## What this task involves
Report the lines of the data below that contain the string "entries".

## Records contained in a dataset
----------

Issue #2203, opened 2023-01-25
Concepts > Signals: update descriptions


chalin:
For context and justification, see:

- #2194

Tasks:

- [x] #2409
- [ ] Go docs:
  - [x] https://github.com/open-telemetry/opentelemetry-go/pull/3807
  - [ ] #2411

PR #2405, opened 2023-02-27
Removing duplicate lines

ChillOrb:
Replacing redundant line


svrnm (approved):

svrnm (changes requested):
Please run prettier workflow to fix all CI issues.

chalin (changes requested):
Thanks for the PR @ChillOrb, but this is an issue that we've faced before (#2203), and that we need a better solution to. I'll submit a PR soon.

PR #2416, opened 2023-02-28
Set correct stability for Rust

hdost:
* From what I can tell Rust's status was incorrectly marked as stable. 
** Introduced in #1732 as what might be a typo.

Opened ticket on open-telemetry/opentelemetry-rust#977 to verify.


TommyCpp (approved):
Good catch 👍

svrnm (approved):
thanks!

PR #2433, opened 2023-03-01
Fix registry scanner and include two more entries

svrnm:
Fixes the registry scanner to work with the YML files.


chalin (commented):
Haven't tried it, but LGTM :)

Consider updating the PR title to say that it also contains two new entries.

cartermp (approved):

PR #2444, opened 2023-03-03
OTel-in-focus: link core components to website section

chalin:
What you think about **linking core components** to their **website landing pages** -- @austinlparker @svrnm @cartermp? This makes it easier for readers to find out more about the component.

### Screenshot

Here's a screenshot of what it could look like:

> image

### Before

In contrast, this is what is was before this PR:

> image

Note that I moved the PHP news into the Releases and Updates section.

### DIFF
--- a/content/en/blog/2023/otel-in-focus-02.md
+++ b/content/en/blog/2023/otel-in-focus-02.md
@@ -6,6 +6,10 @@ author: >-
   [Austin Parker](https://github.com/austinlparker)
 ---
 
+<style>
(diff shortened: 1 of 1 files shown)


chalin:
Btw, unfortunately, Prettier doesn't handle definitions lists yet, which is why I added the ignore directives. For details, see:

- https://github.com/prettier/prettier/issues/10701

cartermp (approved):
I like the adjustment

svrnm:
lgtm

----------

## The answer
Fix registry scanner and include two more entries
Consider updating the PR title to say that it also contains two new entries.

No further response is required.